Tune in to Focus Carolina during morning, noon and evening drive times and on the weekends to hear stories from faculty members at UNC and find out what ignites their passion for their work. Focus Carolina is an exclusive program on 97.9 The Hill WCHL, sponsored by the University of North Carolina at Chapel Hill.

Dr. Mohit Bansal directs Carolina’s natural language processing lab. His team, from the computer science department in the College of Arts and Sciences, is building machines that understand complex human language and also generate human language allowing for more realistic interactions.

“I can define [language processing] in layman terms,” Dr. Bansal said, “how to build machines or artificial agents, intelligence agents that can both understand human language very naturally written or spoken as well as generate human like language.”

Dr. Bansal said it’s easy to introduce undergraduate students to language processing, because devices like Alexa, Google Home and Siri are examples of it. Those devices use both NLU and NLG.

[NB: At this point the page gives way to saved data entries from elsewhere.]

PR #4502, opened 2021-04-27
Hot push code suport

tamanhquyen:
Change class to objc & objc method support capacitor code push
Plugin link : https://github.com/tamanhquyen/capacitor-codepush


tamanhquyen:
Update again

PR #4504, opened 2021-04-27
(ios) change method setServerBasePath can access method from Objective-C file

tamanhquyen:
All change support for hot push code plugins
App example : https://github.com/tamanhquyen/capacitor-code-push-example
Plugins Example : https://github.com/tamanhquyen/capacitor-codepush


ikeith:
Thank you for the PR. However, we are not supporting feature work on 2.x at this time; bug fixes only. The 3.0 version is currently in the release candidate stage and this PR is obviated by its changes.

PR #4505, opened 2021-04-27
feat(iOS): Include native-bridge.js as a resource in both Cocoapods and direct build

ikeith:
This branch updates the podspec and direct build process of the Capacitor.framework to ensure that they build functionally identical frameworks. Specifically, the `native-bridge.js` file is added as a resource for the framework in both scenarios. It also adds a test case to verify that the injection method can locate the javascript file as expected.


jcesarmobile:
If we are going to have the bundle file, then we should use it instead of having two (this one and the generated by CocoaPods)
Can be done with the resource option
https://guides.cocoapods.org/syntax/podspec.html#resources

ikeith:
I'm not sure I understand. This changes has Xcode generate a `.bundle` file as a build artifact and includes it in the framework. So there isn't a file that can be referenced from the podspec (although the final products match). Are you suggesting that we create the bundle as a static resource and check into git?

ikeith:
The other option is that we just use the Cocoapods `resource` option for the `native-bridge.js` file. A resource bundle is only needed to avoid conflicts if the binary will be a static library, but a framework is our default configuration for capacitor apps.

I don't have a strong opinion either way, I just want to ensure that the final product is the same structure regardless of how it gets built (from the capacitor .xcworkspace or via Cocoapods)

jcesarmobile:
I tried that and wasn’t able to read the file, but if you can make it work I’m ok with it

ikeith:
Updated. This uses the podspec `resources` key to package the native bridge file and updates the direct build process to match. The direct build version is verified through the new unit test and the pod version passes integration testing via the test app.

jcesarmobile (approved):
works fine and reduces the code, nice!

PR #4524, opened 2021-05-03
fix(bridge): Fix type errors with new Platforms API

thomasvidas:
Merging in #4255 seemed to make tests and types not work anymore even though they worked fine on their own individual branch...This PR makes some changes such as

- Making the `CapacitorPlatforms` optional like all of the other types on `WindowCapacitor`
- optional chaining to allow web platform to default correctly to the bridge functions if no platform was initialized (mostly for tests)

### DIFF
--- a/core/native-bridge.ts
+++ b/core/native-bridge.ts
@@ -559,7 +559,7 @@ initBridge(
     ? (window as any)
     : typeof global !== 'undefined'
     ? (global as any)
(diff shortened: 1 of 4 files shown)


thomasvidas:
Lint/build failing on `pull_request_target` is because they are failing on `main`. You should be able to ignore that

elylucas (approved):

PR #4526, opened 2021-05-03
Append user agent properly on iOS when "appendUserAgent" is used

### LINKED ISSUE #4517: bug: iOS user-agent is missing Mobile/15E148 when appendUserAgent is used
### Capacitor Version

```
Latest Dependencies:

  @capacitor/cli: 2.4.7
  @capacitor/core: 2.4.7
  @capacitor/android: 2.4.7
  @capacitor/ios: 2.4.7

Installed Dependencies:

  @capacitor/cli: 3.0.0-rc.0
  @capacitor/android: 3.0.0-rc.0
  @capacitor/core: 3.0.0-rc.0
  @capacitor/ios: 3.0.0-rc.0

```

### Platform(s)

iOS

### Current Behavior

After adding `appendUserAgent` (with `MY_APP` as value) as described in https://capacitorjs.com/docs/v3/config I get following user-agent
```
Mozilla/5.0 (iPhone; CPU iPhone OS 14_4 like Mac OS X) AppleWebKit/605.1.15 (KHTML, like Gecko) MY_APP
```

### Expected Behavior

I expect to see following user-agent, which contains `Mobile/15E148` as part of user-agent
```
Mozilla/5.0 (iPhone; CPU iPhone OS 14_4 like Mac OS X) AppleWebKit/605.1.15 (KHTML, like Gecko) Mobile/15E148 MY_APP
```

### Other Technical Details

`npm --version` output:

`node --version` output:

thomasvidas:
Fixes #4517

### DIFF
--- a/ios/Capacitor/Capacitor/CAPBridgeViewController.swift
+++ b/ios/Capacitor/Capacitor/CAPBridgeViewController.swift
@@ -105,12 +105,11 @@ import Cordova
         webViewConfiguration.allowsAirPlayForMediaPlayback = true
         webViewConfiguration.mediaTypesRequiringUserActionForPlayback = []
         if let appendUserAgent = instanceConfiguration.appendedUserAgentString {
-            guard webViewConfiguration.applicationNameForUserAgent != nil else {
+            if let appName = webViewConfiguration.applicationNameForUserAgent {
+                webViewConfiguration.applicationNameForUserAgent = "\(appName)  \(appendUserAgent)"
+            } else {
                 webViewConfiguration.applicationNameForUserAgent = appendUserAgent
-                return webViewConfiguration;
-            };
-            
-            webViewConfiguration.applicationNameForUserAgent! += " " + appendUserAgent;
+            }
         }
         return webViewConfiguration
     }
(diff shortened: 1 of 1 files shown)


ios/Capacitor/Capacitor/CAPBridgeViewController.swift
```diff
@@ -105,7 +105,12 @@ import Cordova
         webViewConfiguration.allowsAirPlayForMediaPlayback = true
         webViewConfiguration.mediaTypesRequiringUserActionForPlayback = []
         if let appendUserAgent = instanceConfiguration.appendedUserAgentString {
-            webViewConfiguration.applicationNameForUserAgent = appendUserAgent
+            guard webViewConfiguration.applicationNameForUserAgent != nil else {
+                webViewConfiguration.applicationNameForUserAgent = appendUserAgent
+                return webViewConfiguration;
+            };
+            
+            webViewConfiguration.applicationNameForUserAgent! += " " + appendUserAgent;
```
ikeith, line 113: While it is true that force unwrapping `applicationNameForUserAgent` should be safe here because it has already been checked for nil, it will still generate a warning from the linter because it doesn't know that. And the string interpolation could be easier to mentally parse.
```suggestion
            if let appName = webViewConfiguration.applicationNameForUserAgent {
                webViewConfiguration.applicationNameForUserAgent = "\(appName)  \(appendUserAgent)"
            } else {
                webViewConfiguration.applicationNameForUserAgent = appendUserAgent
            }
```

ikeith (approved):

“NLU would be natural language understanding because it has to understand what you said first,” Dr. Bansal said. “And then it also does NLG, which is natural language generation, because it generates a response to what you said.”

One of the aspects that Dr. Bansal researches is if these devices should be given personality in how they interact with people.

“So then there was a debate on whether these sort of conversational agents should be sort of imitating politeness, rudeness, strictness, but there’s a sort of thin boundary between them becoming a therapist, which we don’t want.”

In Dr. Bansal’s lab, work is also being done on a version of Cliff Notes for the mobile phones.

“This is also one of the main examples of natural language generation,” Dr. Bansal said. “So the idea of automatic document summarization would be to take a very, very long document or even several documents — which is known as multi document summarization — and being able to compress that information into maybe a hundred words so that maybe you could read it on your phone screen because you can’t scroll a hundred pages on your phone screen.”

There are several tasks a machine needs to take care of in this automatically.

First, it needs to make sure the information being pulled is relevant to the original document. Then, it needs to avoid generating redundant information in the summary. The machine also needs to bring the most important information from the document.

One trick that Dr. Bansal’s lab uses is to combine extractive and abstractive summarization.

“Extractive summarization is something which means just choose the sentences from the original document that should go into summary. But abstractive summarization tries to rewrite those sentences. It actually wants to use the space even more efficiently. So it tries to compress and rewrite sentences.”